TASK OBJECTIVE:
Below are some records. Return exactly the lines from the one with "PR #342, opened 2024-03-14" to the one with "Add entity-types-php@2", and nothing else.

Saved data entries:
=== Section Start ===

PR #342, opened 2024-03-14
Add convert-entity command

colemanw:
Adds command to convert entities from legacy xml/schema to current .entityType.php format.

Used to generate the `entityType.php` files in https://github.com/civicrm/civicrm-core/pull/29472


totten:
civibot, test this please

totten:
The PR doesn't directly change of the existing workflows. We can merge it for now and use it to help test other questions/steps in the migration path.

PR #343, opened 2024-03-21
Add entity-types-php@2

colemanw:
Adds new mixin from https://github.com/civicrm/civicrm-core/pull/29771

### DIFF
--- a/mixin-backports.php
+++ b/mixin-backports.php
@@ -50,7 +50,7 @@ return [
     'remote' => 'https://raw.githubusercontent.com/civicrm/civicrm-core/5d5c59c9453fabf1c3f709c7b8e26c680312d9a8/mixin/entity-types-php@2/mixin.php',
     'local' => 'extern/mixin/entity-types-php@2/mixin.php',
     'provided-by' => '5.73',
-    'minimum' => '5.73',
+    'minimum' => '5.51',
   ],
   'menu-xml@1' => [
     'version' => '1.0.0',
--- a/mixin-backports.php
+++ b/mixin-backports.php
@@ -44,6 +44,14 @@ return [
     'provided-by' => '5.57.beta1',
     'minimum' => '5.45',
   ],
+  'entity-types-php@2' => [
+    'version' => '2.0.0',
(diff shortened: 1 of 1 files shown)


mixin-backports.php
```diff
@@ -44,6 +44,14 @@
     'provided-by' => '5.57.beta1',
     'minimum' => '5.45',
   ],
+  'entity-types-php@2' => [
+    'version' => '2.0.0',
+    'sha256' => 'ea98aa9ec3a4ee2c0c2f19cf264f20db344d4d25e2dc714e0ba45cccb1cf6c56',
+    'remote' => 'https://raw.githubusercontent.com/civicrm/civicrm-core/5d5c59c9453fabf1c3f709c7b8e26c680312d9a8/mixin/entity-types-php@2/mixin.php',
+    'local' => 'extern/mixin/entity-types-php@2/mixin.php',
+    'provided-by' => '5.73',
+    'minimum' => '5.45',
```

=== Section End ===
=== Section Start ===

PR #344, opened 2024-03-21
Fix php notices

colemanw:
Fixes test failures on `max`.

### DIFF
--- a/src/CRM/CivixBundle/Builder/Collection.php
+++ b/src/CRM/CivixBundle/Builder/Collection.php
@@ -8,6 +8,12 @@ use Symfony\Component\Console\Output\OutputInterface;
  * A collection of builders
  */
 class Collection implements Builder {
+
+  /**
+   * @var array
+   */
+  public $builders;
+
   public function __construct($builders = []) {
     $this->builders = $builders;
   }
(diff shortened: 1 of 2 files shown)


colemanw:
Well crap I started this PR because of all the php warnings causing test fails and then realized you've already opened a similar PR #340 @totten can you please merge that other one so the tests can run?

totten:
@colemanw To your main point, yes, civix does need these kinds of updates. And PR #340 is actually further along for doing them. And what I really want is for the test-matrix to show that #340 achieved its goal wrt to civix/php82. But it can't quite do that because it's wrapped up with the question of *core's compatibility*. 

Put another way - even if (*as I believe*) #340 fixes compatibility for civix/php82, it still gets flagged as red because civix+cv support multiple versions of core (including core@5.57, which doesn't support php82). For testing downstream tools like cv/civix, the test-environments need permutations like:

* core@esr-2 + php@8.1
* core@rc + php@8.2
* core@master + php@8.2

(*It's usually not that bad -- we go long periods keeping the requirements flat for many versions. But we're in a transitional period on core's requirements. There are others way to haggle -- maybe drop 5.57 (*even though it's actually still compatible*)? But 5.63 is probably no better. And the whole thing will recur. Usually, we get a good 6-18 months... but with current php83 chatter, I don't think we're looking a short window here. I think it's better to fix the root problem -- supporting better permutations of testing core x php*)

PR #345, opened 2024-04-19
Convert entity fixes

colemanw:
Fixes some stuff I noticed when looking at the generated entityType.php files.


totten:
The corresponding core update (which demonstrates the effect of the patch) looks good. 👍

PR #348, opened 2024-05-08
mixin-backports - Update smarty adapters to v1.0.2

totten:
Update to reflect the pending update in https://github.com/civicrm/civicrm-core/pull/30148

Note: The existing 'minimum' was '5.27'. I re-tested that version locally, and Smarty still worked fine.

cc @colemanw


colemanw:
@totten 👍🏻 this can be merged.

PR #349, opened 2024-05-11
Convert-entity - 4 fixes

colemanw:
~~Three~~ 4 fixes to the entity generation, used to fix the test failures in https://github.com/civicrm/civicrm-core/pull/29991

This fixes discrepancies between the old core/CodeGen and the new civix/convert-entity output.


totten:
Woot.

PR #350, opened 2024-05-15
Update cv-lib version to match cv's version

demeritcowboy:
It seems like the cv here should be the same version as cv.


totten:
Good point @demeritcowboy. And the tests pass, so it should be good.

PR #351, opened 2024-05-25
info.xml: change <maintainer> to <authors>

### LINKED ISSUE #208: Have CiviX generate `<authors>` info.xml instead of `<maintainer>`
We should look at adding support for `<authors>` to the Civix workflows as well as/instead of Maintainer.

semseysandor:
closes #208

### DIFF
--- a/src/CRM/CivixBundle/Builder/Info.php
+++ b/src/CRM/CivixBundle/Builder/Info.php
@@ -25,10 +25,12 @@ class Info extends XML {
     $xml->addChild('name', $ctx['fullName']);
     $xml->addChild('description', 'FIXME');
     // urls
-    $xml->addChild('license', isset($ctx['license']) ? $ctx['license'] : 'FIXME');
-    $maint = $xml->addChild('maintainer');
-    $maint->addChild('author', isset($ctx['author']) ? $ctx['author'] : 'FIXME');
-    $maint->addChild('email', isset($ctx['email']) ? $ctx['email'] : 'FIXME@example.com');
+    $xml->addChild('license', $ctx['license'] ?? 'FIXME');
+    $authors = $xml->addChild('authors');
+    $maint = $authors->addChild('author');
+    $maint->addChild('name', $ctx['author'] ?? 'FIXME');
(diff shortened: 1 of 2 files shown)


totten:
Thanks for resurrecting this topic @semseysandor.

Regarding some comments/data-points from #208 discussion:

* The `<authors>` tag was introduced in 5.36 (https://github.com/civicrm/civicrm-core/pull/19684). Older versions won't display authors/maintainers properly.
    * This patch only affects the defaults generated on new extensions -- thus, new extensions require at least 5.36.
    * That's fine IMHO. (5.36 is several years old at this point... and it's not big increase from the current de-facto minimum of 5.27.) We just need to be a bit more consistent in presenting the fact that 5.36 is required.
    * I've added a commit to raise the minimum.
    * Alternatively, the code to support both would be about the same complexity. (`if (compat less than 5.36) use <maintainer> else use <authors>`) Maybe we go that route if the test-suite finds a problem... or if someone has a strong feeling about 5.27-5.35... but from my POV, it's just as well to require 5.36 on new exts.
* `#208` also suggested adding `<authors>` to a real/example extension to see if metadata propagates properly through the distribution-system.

=== Section End ===

WRITTEN SOLUTION:
PR #342, opened 2024-03-14
Add convert-entity command

colemanw:
Adds command to convert entities from legacy xml/schema to current .entityType.php format.

Used to generate the `entityType.php` files in https://github.com/civicrm/civicrm-core/pull/29472


totten:
civibot, test this please

totten:
The PR doesn't directly change of the existing workflows. We can merge it for now and use it to help test other questions/steps in the migration path.

PR #343, opened 2024-03-21
Add entity-types-php@2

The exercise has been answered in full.